- _To do_
In the listing below, how many lines contain the string "when"? Answer with the number only.

- _Task data_
PR #361, opened 2020-05-15
ADD: New Dedupe Records Actions

sillyrags:
Adds two new dedupe records actions--one that returns a list of unique field values (null reduced) given a list of records and field name to dedupe on, and one that returns an updated list of records given a list of records and field name to dedupe on.

Errors thrown when: 
(1) you provide a null or empty list of records as input
(2) you provide a null or empty field name
(3) the field name provided is invalid

Adds supporting unit tests with 95% code coverage.


sillyrags:
@alexed1 This action extends the functionality of `ExtractFieldsFromCollection` by adding the ability to dedupe the list of values, and supporting bulkification. Might be worth considering merging these two at some point. 

https://github.com/alexed1/LightningFlowComponents/blob/master/flow_action_components/CollectionProcessors/force-app/main/default/classes/ExtractStringsFromCollection.cls

flow_action_components/ExecuteSOQLQuery/force-app/main/default/classes/ExecuteSOQL.cls
```diff
@@ -1,4 +1,5 @@
-public with sharing class ExecuteSOQL {
```
alexed1, line 1: is it intentional that there are changes to ExecuteSOQL in this pull request? My guess is not....

flow_action_components/DedupeRecordCollection/force-app/main/default/classes/DedupeRecordCollection.cls
```diff
@@ -0,0 +1,48 @@
+global with sharing class DedupeRecordCollection {
+    global class DedupeRecordException extends Exception {}
+
+    @InvocableMethod(label='Dedupe Records from Collection' description='Dedupe a list of records using a given field as the unique value and return the unique collection of records' category='Util')
```
alexed1, line 4: The two actions are pretty similar so we should give thought to how someone coming at this for the first time would figure out which to use. There's an argument to be made for combining them into one action which would return both kinds of output. But that does require a user who just wants a simple solution to specify an output collection type even if they're not going to use it, which may be confusing.
I think I'd name the actions to focus on their differentiation:
GetUniqueFieldsFromCollection
DedupeRecordCollection

flow_action_components/ExecuteSOQLQuery/force-app/main/default/classes/ExecuteSOQL.cls
sillyrags: Good catch.. There shouldn't be any changes to SOQL in the PR. This is the version I am using on my local. :)

sillyrags: I updated this branch from the remote and discarded my local changes, so these changes are gone now.

flow_action_components/DedupeRecordCollection/force-app/main/default/classes/DedupeRecordCollection.cls
sillyrags: I agree @alexed1 , and per my initial comment on the PR, `DedupeFieldsFromCollection` (your proposal as `GetUniqueFieldsFromCollection`) extends functionality of the existing `ExtractFieldsFromCollection` by providing that `dedupeValues` parameter, plus a few extra enhancements. My inclination would be to merge those two and then add the `DedupeRecordCollection` as a new action. 

FWIW--we did start this as a single action, but figured the uses cases for each were mutually exclusive.

alexed1: Agree that at this point the uniqueness chops should probably just be added to ExtractFieldsFromCollection. Please feel free to make that change if you have time.

alexed1:
If you have the chance, please update these pages:
https://unofficialsf.com/list-actions-for-flow/
let me know if you need editor access, Ragan.

PR #388, opened 2020-06-09
stored comma-delimited string into list var

aleksandarbasic:
instead of searching if the single string of fields separated by a comma contains each field on the layout, the inputted string of comma separated field names is stored in a string List and the list is searched.

for example, previously a user input of "Account_Status__c" would exclude the standard "Status" field since the input string contains Status. Now the contains checks if the list contains an "Account_Status__c" as one of its list members.


aleksandarbasic:
Also - fixed the wrongful declaration of excludeFields variable

PR #394, opened 2020-06-16
Sortcollection 100 percent test coverage

hayeswise:
1. Added @TestVisible annotation SortCollection's getComparable () 
2. Added Datetime test on Contract object
3. Added additional field type tests with getComparable () now test visible
4. Commented out test setup and tests using custom Sobject - no longer needed due to item 3.


hayeswise:
Closing pull request - sortCollection is not bulkified which is making it difficult to use in conjunction with a process that triggers after a data load.  I'll upgrade the code, test, and resubmit.

Issue #396, opened 2020-06-17
SortCollection Not Yet Bulkified - FLOW_ELEMENT_ERROR 


hayeswise:
Getting FLOW_ELEMENT_ERROR|The number of results does not match the number of interviews that were executed in a single bulk execution.

Error Log:
```
09:46:08.128 (1131698951)|CODE_UNIT_FINISHED|SortCollection.sort(List<SortCollection.Requests>)
09:46:08.63 (1132647321)|FLOW_VALUE_ASSIGNMENT|28853ff7d8227c67093f24cae705172c325886c-3314|Sort_Opportunities|false
09:46:08.63 (1132835605)|FLOW_VALUE_ASSIGNMENT|28863ff7d8227c67093f24cae705172c325886c-3313|Sort_Opportunities|false
09:46:08.63 (1133375697)|FLOW_ELEMENT_ERROR|The number of results does not match the number of interviews that were executed in a single bulk execution request.|FlowActionCall|Sort_Opportunities
```

Fix along with tests provided in pull request #399.

alexed1:
fixed and merged. will be part of the next package update.

PR #399, opened 2020-06-20
SortCollection Bulkification

hayeswise:
1. Bulkify SortCollection - See issue #396.
2. Testing for bulkification and additional tests to achieving 100% test coverage.


flow_action_components/CollectionProcessors/force-app/main/default/classes/SortCollection.cls
```diff
@@ -2,37 +2,35 @@
  * Provides a Salesforce Ligntning Flow component for sorting collections.
```
alexed1, line 2: This is great! It's one thing when someone submits new features. That's always nice. But it's _really_ great when someone hardens an existing extension. Thanks for the contribution!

- _Response_
2